Presentation at the Global Maternal Newborn Health Conference, October 19, 2015
Background: In addressing maternal and newborn mortality, a lot of initiatives have been put in place to encourage women access quality health services from the health facilities. However, this has not significantly changed for decades, thus a need to understand key maternal challenges that need urgent attention.
Methodology: This quasi-experimental study is being implemented in three districts of Eastern Uganda. The demand side involves, community sensitization, women saving for maternal and newborn services, whereas the supply side involves mainly health workers’ (HWs) capacity building. The study has no control over the provision of equipment/drugs and staffing.
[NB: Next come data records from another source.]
PR #494, opened 2015-01-07
Sentinel: Be more resilient when trying to connect to sentinels

zmack:
Ran into this thing the other day.

The issue is that if one of your sentinels is down ( given that the gem tries them in order, say the first one ), or the connection times out or whatever, this will just throw up at that point.

The behavior I would like to see is for it to try all the other sentinels and if it can't connect to any of them, bail.

Doesn't really make sense otherwise, since instead of being more resilient, your setup now relies on all the sentinels needing to be up, which feels slightly strange as a design choice.

Let me know if I'm reading this wrong.

Couldn't find any sentinel tests to update around the test folder, so I'm assuming that'll be a separate issue ( actually writing tests for the sentinel implementation )

### DIFF
--- a/lib/redis/client.rb
+++ b/lib/redis/client.rb
@@ -461,7 +461,9 @@ class Redis
     end
 
     class Connector
+      attr_reader :logger
       def initialize(options)
+        @logger = options[:logger]
         @options = options
       end
 
@@ -522,6 +524,11 @@ class Redis
                 @sentinels.unshift(sentinel)
 
                 return result
+              end
+            rescue CannotConnectError
+              if logger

Results: The results are based on the routine information collected by the VHTs from January-December 2014 and newborn death audits at both community and facility level. We indicate facility challenges contributing to the newborn death regardless of increased facility deliveries. Early results indicate an increase in facility deliveries from 65% to 78%. However, a considerate number of newborn deaths have been reported. A percentage increase in facility delivery indicated an increase in newborn deaths by 15 (P=0.026, 95%CI= 2.79-27.22). Additionally, a percentage increase in low-birth weights indicated an increase in newborn deaths by 7 (P=0.0191, 95%CI=1.416412-12.63334). The interviews with women and HWs indicated a number of challenges related to newborn death which included; lack of essential equipment, drugs and qualified staff. In addition, there is lack of space which leads to the discharge of women within four hours after delivery. Additionally, facilities are not fenced, have no security personnel and lack electricity which discourage the HWs from attending to women during night hours.
Conclusion: Lack of skilled personnel, drugs/equipment, insecurity and space are known facility challenges that have continued to curtail quality service delivery for maternal and newborn care in developing countries and limited efforts have been put in place to eliminate such challenges.